The slope of a linear function like the one given in the exercise is very important to understand. It tells us how steep the line is when represented graphically and how much change occurs in the dependent variable for a unit change in the independent variable.

In the formula provided, the slope is the coefficient of the variable \(t\). Here, that coefficient is 0.243. This means that for each year that passes, the median age of the U.S. population increases by approximately 0.243 years.

Let's imagine this in everyday terms:

• If you were to plot this in a graph, each step you take horizontally to the right (representing one year) leads to a small climb upwards of 0.243 units in the vertical direction (representing the median age).
• This steady incline tells us that there’s a consistent increment in the median age over the years studied (from 1970 to 2010).

A consistent slope like this is helpful for predicting and understanding trends over time. It reflects consistent and gradual changes instead of abrupt shifts.

The median age calculation using the formula involves simple substitution and arithmetic, but understanding the concept is crucial.

Median age is the middle point of a data set; half of the population is younger than this age, and half is older. To predict this number for a given year using the formula \(A(t) = 0.243t - 450.8\), you insert the desired year for \(t\). For example:

• For the year 1980, substitute \(t = 1980\).
• Calculate: \(A(1980) = 0.243 \times 1980 - 450.8 = 29.74\).

This tells us the median age in 1980 was approximately 29.74 years.

In the year 2000, the same process follows:

• Substitute \(t = 2000\) into the formula.
• Calculate: \(A(2000) = 0.243 \times 2000 - 450.8 = 35.2\).
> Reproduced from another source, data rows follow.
PR #565, opened 2020-04-20
Fast-track Raid Resolution when only Raid Orders can be removed

### LINKED ISSUE #551: Fast track raids when only other raid commands can be removed
Raid order resolution can be fast tracked when **_all_** raid orders can only remove other raid orders. This should speed games somewhat but is otherwise not necessary.

norielbit:
Closes #551 
When only Raid orders can be removed by **all** remaining Raids, resolution can be fast-tracked as the end result would just be the removal of all raids off the map.


norielbit:
Closed for revision, see discussion on #551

Thus, the median age in 2000 was approximately 35.2 years.

These calculations show how the median age can be estimated for various years within the specified range using a straightforward method.
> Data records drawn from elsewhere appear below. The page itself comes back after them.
PR #571, opened 2020-04-22
Add tooltips to the Supply Track icon and each column.

mrhappyasthma:
I targeted this towards `master` branch, since it's pretty isolated. But feel free to adjust to `v1.5-branch` if you feel that's more appropriate.

*NOTE: These images may go stale as we make changes in this pull request to adjust the wording. They just serve as examples.

supply track

supply header


Longwelwind:
I like the idea, my only concern is the size of them.

When I wrote the tooltips for the Influence tracks, I tried to keep them concise. Here, I feel like the tooltip for the supply is a bit too long. I'll ask for feedback on the dev channel on Discord.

Linear functions are one of the foundation stones of algebra and are characterized by their constant rate of change. The function given, \(A(t) = 0.243t - 450.8\), is linear because it fits the basic \(y = mx + c\) form, where \(m\) is the slope and \(c\) is the y-intercept.

Understanding linear functions helps consider various real-world relationships between two quantities that change together.

• The linear nature of the formula means any change in \(t\) directly affects the calculated \(A(t)\), with the change being constant, as dictated by the slope.
• The y-intercept \(-450.8\) represents the point where the line crosses the y-axis, or the projected median age at year zero — even if it doesn't have a practical real-world representation within this context, due to negative age values.

Linear functions like this become tools to predict and analyze changes over time, especially within a specified domain, like the population's median age between 1970 and 2010. They provide a simple yet powerful way to model trends and make approximate predictions.